Large chromosomal rearrangements resulting in fusion gene formation are implicated in tumourigenesis and cancer progression in multiple haematologic malignancies.

While karyotyping, FISH, RT-PCR and microarrays are routine research techniques to detect fusion genes, they all have limitations. With improvements in NGS-based methods, DNA- and RNA sequencing are rapidly becoming established as the method of choice. NGS panels facilitate the simultaneous discovery of novel alterations alongside known mutations and structural alterations in genomic research. The rapid growth in the development of this mutation detection capability has moved beyond SNVs and indels to now include translocations.

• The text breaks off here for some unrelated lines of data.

PR #247, opened 2022-10-21
Remove unused event counters and its auxiliary code from the autoscaler tests

lobziik:
Apparently this code is not using anywhere. Maybe worth to remove it.


elmiko (commented):
thanks @lobziik 
/approve

PR #249, opened 2022-10-24
Disable proxy test until periodics are set up

JoelSpeed:
We are shortly going to introduce periodic tests for this test suite, and this test is the prime candidate for moving to periodic. I would like to disable it for now to reduce the likelihood of our test suites timing out (which we are seeing frequently on Azure).

This test takes upwards of 20 minutes to complete and because of its disruptive nature, cannot be run in parallel. It is very expensive to run on presubmits and it doesn't provide that much value to us. We haven't had any issues with the proxy configuration since it was set up some releases ago so I'm confident that disabling this for a few weeks won't cause an issue.

Periodics jira tracking: https://issues.redhat.com/browse/OCPCLOUD-1732


damdo (commented):
/lgtm

damdo (commented):
/lgtm

JoelSpeed:

AWS passed! Azure failed on the penultimate autoscaler test which we've been seeing frequently. Lets merge this as I think it's helping the pass rate

PR #254, opened 2022-11-07
Replace busybox image from dockerhub with ubi-minimal from RH registry

lobziik:
There are rate limits for dockerhub, which causes tests to fail.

Acute myeloid leukaemia (AML), characterised by myeloid cell overproliferation, is typically underpinned by a range of fusion genes. In this study, we tested OGT’s SureSeq™ Myeloid Fusion Complete NGS Workflow Solution V2 to detect known fusions in AML research samples.

Methods

Workflow

100ng - 500ng RNA was converted to cDNA followed by library generation and hybridisation enrichment, using SureSeq Myeloid Fusion Complete NGS Workflow Solution V2 (Figure 1).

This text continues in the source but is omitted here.